那日,她坐在低調奢華的馬車中,孤身離開了天墉城,就像她孤身來到天墉城一般。窗外的杜若花開的那樣艷,小院中她喜歡的紫藤架,應該也滿目蒼翠了吧。
臨走之際汐兒曾經提出要求,想要再見一見月芙姐和她一手打理的溫馨小家,那里還有許多許多還沒來及帶走,交給月芙姐姐暫管的孩子小衣服。
可惜太醫和看守她的侍衛長都不同意,表示這是陛下的口諭,不許她見任何人,也不能去別的地方,她只能作罷……馬車被布置的很柔軟很平滑,走在官道上一絲震動的感覺也無。
她的馬車一路前行,雖然沒有人可以直接坐馬車進宮,必須要走一段路。
但這次汐兒的馬車卻長驅直入,從宣武門一路筆直的駛進了寢殿,這讓人側目的恩寵簡直要喧鬧起整座王城。

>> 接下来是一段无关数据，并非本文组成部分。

Issue #6413, opened 2020-11-11
SSRF in repository migrate via CRLF injection


unknwon:
This is a placeholder issue for CRLF injection in Git which leads to SSRF using repository migrate feature.

Credit to @stypr

stypr:
Marked CVE-2021-32408

PR #6420, opened 2020-11-16
repo: disallow urlencoded new lines in git protocol paths

stypr:
This will fix the issue of #6413 

Related reference: https://github.com/go-gitea/gitea/pull/13525

### DIFF
--- a/internal/form/repo.go
+++ b/internal/form/repo.go
@@ -72,6 +72,7 @@ func (f MigrateRepo) ParseRemoteAddr(user *db.User) (string, error) {
 		if len(f.AuthUsername)+len(f.AuthPassword) > 0 {
 			u.User = url.UserPassword(f.AuthUsername, f.AuthPassword)
 		}
+		// To prevent CRLF injection in git protocol, see https://github.com/gogs/gogs/issues/6413
 		if u.Scheme == "git" && (strings.Contains(remoteAddr, "%0d") || strings.Contains(remoteAddr, "%0a")) {
 			return "", db.ErrInvalidCloneAddr{IsURLError: true}
 		}
--- a/internal/form/repo.go
+++ b/internal/form/repo.go
@@ -72,6 +72,9 @@ func (f MigrateRepo) ParseRemoteAddr(user *db.User) (string, error) {
 		if len(f.AuthUsername)+len(f.AuthPassword) > 0 {
 			u.User = url.UserPassword(f.AuthUsername, f.AuthPassword)
 		}
+		if u.Scheme == "git" && u.Port() != "" && (strings.Contains(remoteAddr, "%0d") || strings.Contains(remoteAddr, "%0a")) {
+			return "", db.ErrInvalidCloneAddr{IsURLError: true}
+		}
 		remoteAddr = u.String()
 	} else if !user.CanImportLocal() {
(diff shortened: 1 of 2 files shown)


internal/form/repo.go
```diff
@@ -72,6 +72,9 @@ func (f MigrateRepo) ParseRemoteAddr(user *db.User) (string, error) {
 		if len(f.AuthUsername)+len(f.AuthPassword) > 0 {
 			u.User = url.UserPassword(f.AuthUsername, f.AuthPassword)
 		}
+		if u.Scheme == "git" && u.Port() != "" && (strings.Contains(remoteAddr, "%0d") || strings.Contains(remoteAddr, "%0a")) {
```
unknwon, line 75: Why is checking `u.Scheme` and `u.Port()` necessary? Shouldn't we disallow malicious chars in all cases?

stypr: I wouldn't say it is necessary, however other protocols have this filtered properly so I guess it is ok to proceed as is. Do you have any alternative plan? By default, git:// protocol will only use 9418 port for transmitting the data.

unknwon: I see... checking the protocol makes sense now. As for port, can I use urlencoded new lines without specifying a port?

stypr: yes. there seems no problem assuming that nobody uses crlf for a repository name.

unknwon: What I meant was we always need to check _urlencoded new lines_, with or without having a port in the clone URL, the port doesn't play a role here. Does this sound correct to you?

stypr: Yes. That sounds correct. We're on the same page.
If you think there's no need of applying the port number, I think it's fine to delete it in this case.

Initially, this will only cause some impact when the attacker is capable of attacking other ports. 
But as you mentioned, blocking all ports with %0d and %0a also sounds good to me.

stypr: Updated: https://github.com/gogs/gogs/pull/6420/commits/eea3d678561b885cbcce3c87077927d308abe340

internal/form/repo.go
```diff
@@ -72,6 +72,9 @@ func (f MigrateRepo) ParseRemoteAddr(user *db.User) (string, error) {
 		if len(f.AuthUsername)+len(f.AuthPassword) > 0 {
 			u.User = url.UserPassword(f.AuthUsername, f.AuthPassword)
 		}
+		if u.Scheme == "git" && (strings.Contains(remoteAddr, "%0d") || strings.Contains(remoteAddr, "%0a")) {
```
unknwon, line 75:
```suggestion
		// To prevent CRLF injection in git protocol, see https://github.com/gogs/gogs/issues/6413
		if u.Scheme == "git" && (strings.Contains(remoteAddr, "%0d") || strings.Contains(remoteAddr, "%0a")) {
```

unknwon (approved):
Thank you!

unknwon:
Ah, one last thing, would you mind adding a CHANGELOG entry here? https://github.com/gogs/gogs/blob/main/CHANGELOG.md#fixed

stypr:
Does that look good?

unknwon:
Looks great 👍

汐兒一下馬車就看見了滿殿的淡粉紗簾飄飄,還有果然如蘇子墨那時在草原上所言,寢殿后殿有座極大極大極大的衣柜,大到可以躺下一百個汐兒還有剩……汐兒的小手在那巨大無比的紫檀木柜上一格格流連……好大的衣柜……沒來由地她突然想到,如果自己真的躺在了里面……那就是棺材了罷……躺在這般大的棺材里面該有多寂寞……如果可以,她死后還是想要變成一股青煙,就那樣四散著……逍遙著……自由著……想去哪里就去哪里……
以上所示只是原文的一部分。